=== Begin Enclosure ===

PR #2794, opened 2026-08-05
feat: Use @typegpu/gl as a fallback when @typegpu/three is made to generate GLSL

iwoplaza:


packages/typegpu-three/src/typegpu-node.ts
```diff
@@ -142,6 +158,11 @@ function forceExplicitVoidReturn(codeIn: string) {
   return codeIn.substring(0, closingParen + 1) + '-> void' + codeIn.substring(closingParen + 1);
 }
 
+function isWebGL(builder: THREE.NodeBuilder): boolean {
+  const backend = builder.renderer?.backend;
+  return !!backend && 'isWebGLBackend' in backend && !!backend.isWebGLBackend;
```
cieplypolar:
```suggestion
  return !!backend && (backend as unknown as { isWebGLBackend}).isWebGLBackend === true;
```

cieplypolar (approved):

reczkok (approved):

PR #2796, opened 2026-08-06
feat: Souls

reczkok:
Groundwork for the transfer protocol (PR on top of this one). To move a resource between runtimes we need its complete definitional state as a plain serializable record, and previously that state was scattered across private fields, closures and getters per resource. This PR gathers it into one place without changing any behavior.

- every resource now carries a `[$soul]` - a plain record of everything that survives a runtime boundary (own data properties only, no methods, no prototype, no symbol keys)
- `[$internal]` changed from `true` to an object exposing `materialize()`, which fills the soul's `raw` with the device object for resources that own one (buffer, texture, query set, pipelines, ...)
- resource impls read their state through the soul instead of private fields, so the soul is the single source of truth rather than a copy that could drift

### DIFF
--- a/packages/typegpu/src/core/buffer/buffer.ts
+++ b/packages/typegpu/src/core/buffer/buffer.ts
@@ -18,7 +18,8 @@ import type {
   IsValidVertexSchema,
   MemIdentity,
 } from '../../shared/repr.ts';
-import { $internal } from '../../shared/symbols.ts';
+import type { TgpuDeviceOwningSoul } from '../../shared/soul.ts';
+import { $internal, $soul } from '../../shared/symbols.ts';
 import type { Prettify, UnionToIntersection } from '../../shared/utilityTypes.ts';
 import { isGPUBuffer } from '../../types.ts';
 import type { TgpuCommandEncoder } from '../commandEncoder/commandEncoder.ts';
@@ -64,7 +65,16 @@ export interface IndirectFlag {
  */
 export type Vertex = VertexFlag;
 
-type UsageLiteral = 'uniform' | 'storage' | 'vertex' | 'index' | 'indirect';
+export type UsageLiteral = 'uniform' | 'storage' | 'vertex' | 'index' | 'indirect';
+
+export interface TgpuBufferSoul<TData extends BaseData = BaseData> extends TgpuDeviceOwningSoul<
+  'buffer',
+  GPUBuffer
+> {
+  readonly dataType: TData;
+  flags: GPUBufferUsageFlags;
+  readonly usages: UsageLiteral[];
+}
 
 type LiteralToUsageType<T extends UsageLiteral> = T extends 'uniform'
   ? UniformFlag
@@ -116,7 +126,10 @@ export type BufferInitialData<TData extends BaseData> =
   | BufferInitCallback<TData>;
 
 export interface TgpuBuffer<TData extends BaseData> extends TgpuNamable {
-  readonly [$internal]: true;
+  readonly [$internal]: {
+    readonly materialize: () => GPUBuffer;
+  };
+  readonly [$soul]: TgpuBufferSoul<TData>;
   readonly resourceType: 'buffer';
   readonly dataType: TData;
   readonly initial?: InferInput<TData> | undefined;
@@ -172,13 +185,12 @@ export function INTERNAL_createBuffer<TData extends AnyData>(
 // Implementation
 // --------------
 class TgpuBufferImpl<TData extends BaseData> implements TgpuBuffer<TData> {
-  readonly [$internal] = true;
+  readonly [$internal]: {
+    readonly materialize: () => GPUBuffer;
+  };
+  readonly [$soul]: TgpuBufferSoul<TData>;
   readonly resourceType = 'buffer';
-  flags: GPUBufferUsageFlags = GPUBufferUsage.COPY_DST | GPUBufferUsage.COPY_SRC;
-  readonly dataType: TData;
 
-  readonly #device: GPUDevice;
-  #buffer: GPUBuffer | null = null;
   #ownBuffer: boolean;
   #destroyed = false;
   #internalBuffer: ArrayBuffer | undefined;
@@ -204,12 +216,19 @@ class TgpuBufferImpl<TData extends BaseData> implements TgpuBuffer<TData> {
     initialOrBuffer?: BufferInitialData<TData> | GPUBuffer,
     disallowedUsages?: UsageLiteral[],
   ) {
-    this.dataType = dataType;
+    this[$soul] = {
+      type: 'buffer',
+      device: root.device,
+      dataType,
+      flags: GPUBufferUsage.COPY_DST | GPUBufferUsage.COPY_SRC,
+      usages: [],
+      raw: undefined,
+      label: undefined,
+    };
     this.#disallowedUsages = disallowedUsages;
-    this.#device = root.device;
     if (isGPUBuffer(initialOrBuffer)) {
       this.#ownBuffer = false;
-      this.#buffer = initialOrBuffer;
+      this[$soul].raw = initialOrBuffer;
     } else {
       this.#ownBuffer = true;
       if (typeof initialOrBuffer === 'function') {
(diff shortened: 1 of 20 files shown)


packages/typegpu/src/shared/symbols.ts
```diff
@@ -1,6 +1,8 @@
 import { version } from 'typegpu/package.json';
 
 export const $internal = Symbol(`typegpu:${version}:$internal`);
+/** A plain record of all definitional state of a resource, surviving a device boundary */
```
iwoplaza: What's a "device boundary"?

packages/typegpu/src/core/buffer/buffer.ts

=== End Enclosure ===

_WORK TO BE COMPLETED_
All the entries should be written out again precisely.

_RESPONSE TO THE TASK_
PR #2794, opened 2026-08-05
feat: Use @typegpu/gl as a fallback when @typegpu/three is made to generate GLSL

iwoplaza:


packages/typegpu-three/src/typegpu-node.ts
```diff
@@ -142,6 +158,11 @@ function forceExplicitVoidReturn(codeIn: string) {
   return codeIn.substring(0, closingParen + 1) + '-> void' + codeIn.substring(closingParen + 1);
 }
 
+function isWebGL(builder: THREE.NodeBuilder): boolean {
+  const backend = builder.renderer?.backend;
+  return !!backend && 'isWebGLBackend' in backend && !!backend.isWebGLBackend;
```
cieplypolar:
```suggestion
  return !!backend && (backend as unknown as { isWebGLBackend}).isWebGLBackend === true;
```

cieplypolar (approved):

reczkok (approved):

PR #2796, opened 2026-08-06
feat: Souls

reczkok:
Groundwork for the transfer protocol (PR on top of this one). To move a resource between runtimes we need its complete definitional state as a plain serializable record, and previously that state was scattered across private fields, closures and getters per resource. This PR gathers it into one place without changing any behavior.

- every resource now carries a `[$soul]` - a plain record of everything that survives a runtime boundary (own data properties only, no methods, no prototype, no symbol keys)
- `[$internal]` changed from `true` to an object exposing `materialize()`, which fills the soul's `raw` with the device object for resources that own one (buffer, texture, query set, pipelines, ...)
- resource impls read their state through the soul instead of private fields, so the soul is the single source of truth rather than a copy that could drift

### DIFF
--- a/packages/typegpu/src/core/buffer/buffer.ts
+++ b/packages/typegpu/src/core/buffer/buffer.ts
@@ -18,7 +18,8 @@ import type {
   IsValidVertexSchema,
   MemIdentity,
 } from '../../shared/repr.ts';
-import { $internal } from '../../shared/symbols.ts';
+import type { TgpuDeviceOwningSoul } from '../../shared/soul.ts';
+import { $internal, $soul } from '../../shared/symbols.ts';
 import type { Prettify, UnionToIntersection } from '../../shared/utilityTypes.ts';
 import { isGPUBuffer } from '../../types.ts';
 import type { TgpuCommandEncoder } from '../commandEncoder/commandEncoder.ts';
@@ -64,7 +65,16 @@ export interface IndirectFlag {
  */
 export type Vertex = VertexFlag;
 
-type UsageLiteral = 'uniform' | 'storage' | 'vertex' | 'index' | 'indirect';
+export type UsageLiteral = 'uniform' | 'storage' | 'vertex' | 'index' | 'indirect';
+
+export interface TgpuBufferSoul<TData extends BaseData = BaseData> extends TgpuDeviceOwningSoul<
+  'buffer',
+  GPUBuffer
+> {
+  readonly dataType: TData;
+  flags: GPUBufferUsageFlags;
+  readonly usages: UsageLiteral[];
+}
 
 type LiteralToUsageType<T extends UsageLiteral> = T extends 'uniform'
   ? UniformFlag
@@ -116,7 +126,10 @@ export type BufferInitialData<TData extends BaseData> =
   | BufferInitCallback<TData>;
 
 export interface TgpuBuffer<TData extends BaseData> extends TgpuNamable {
-  readonly [$internal]: true;
+  readonly [$internal]: {
+    readonly materialize: () => GPUBuffer;
+  };
+  readonly [$soul]: TgpuBufferSoul<TData>;
   readonly resourceType: 'buffer';
   readonly dataType: TData;
   readonly initial?: InferInput<TData> | undefined;
@@ -172,13 +185,12 @@ export function INTERNAL_createBuffer<TData extends AnyData>(
 // Implementation
 // --------------
 class TgpuBufferImpl<TData extends BaseData> implements TgpuBuffer<TData> {
-  readonly [$internal] = true;
+  readonly [$internal]: {
+    readonly materialize: () => GPUBuffer;
+  };
+  readonly [$soul]: TgpuBufferSoul<TData>;
   readonly resourceType = 'buffer';
-  flags: GPUBufferUsageFlags = GPUBufferUsage.COPY_DST | GPUBufferUsage.COPY_SRC;
-  readonly dataType: TData;
 
-  readonly #device: GPUDevice;
-  #buffer: GPUBuffer | null = null;
   #ownBuffer: boolean;
   #destroyed = false;
   #internalBuffer: ArrayBuffer | undefined;
@@ -204,12 +216,19 @@ class TgpuBufferImpl<TData extends BaseData> implements TgpuBuffer<TData> {
     initialOrBuffer?: BufferInitialData<TData> | GPUBuffer,
     disallowedUsages?: UsageLiteral[],
   ) {
-    this.dataType = dataType;
+    this[$soul] = {
+      type: 'buffer',
+      device: root.device,
+      dataType,
+      flags: GPUBufferUsage.COPY_DST | GPUBufferUsage.COPY_SRC,
+      usages: [],
+      raw: undefined,
+      label: undefined,
+    };
     this.#disallowedUsages = disallowedUsages;
-    this.#device = root.device;
     if (isGPUBuffer(initialOrBuffer)) {
       this.#ownBuffer = false;
-      this.#buffer = initialOrBuffer;
+      this[$soul].raw = initialOrBuffer;
     } else {
       this.#ownBuffer = true;
       if (typeof initialOrBuffer === 'function') {
(diff shortened: 1 of 20 files shown)


packages/typegpu/src/shared/symbols.ts
```diff
@@ -1,6 +1,8 @@
 import { version } from 'typegpu/package.json';
 
 export const $internal = Symbol(`typegpu:${version}:$internal`);
+/** A plain record of all definitional state of a resource, surviving a device boundary */
```
iwoplaza: What's a "device boundary"?

packages/typegpu/src/core/buffer/buffer.ts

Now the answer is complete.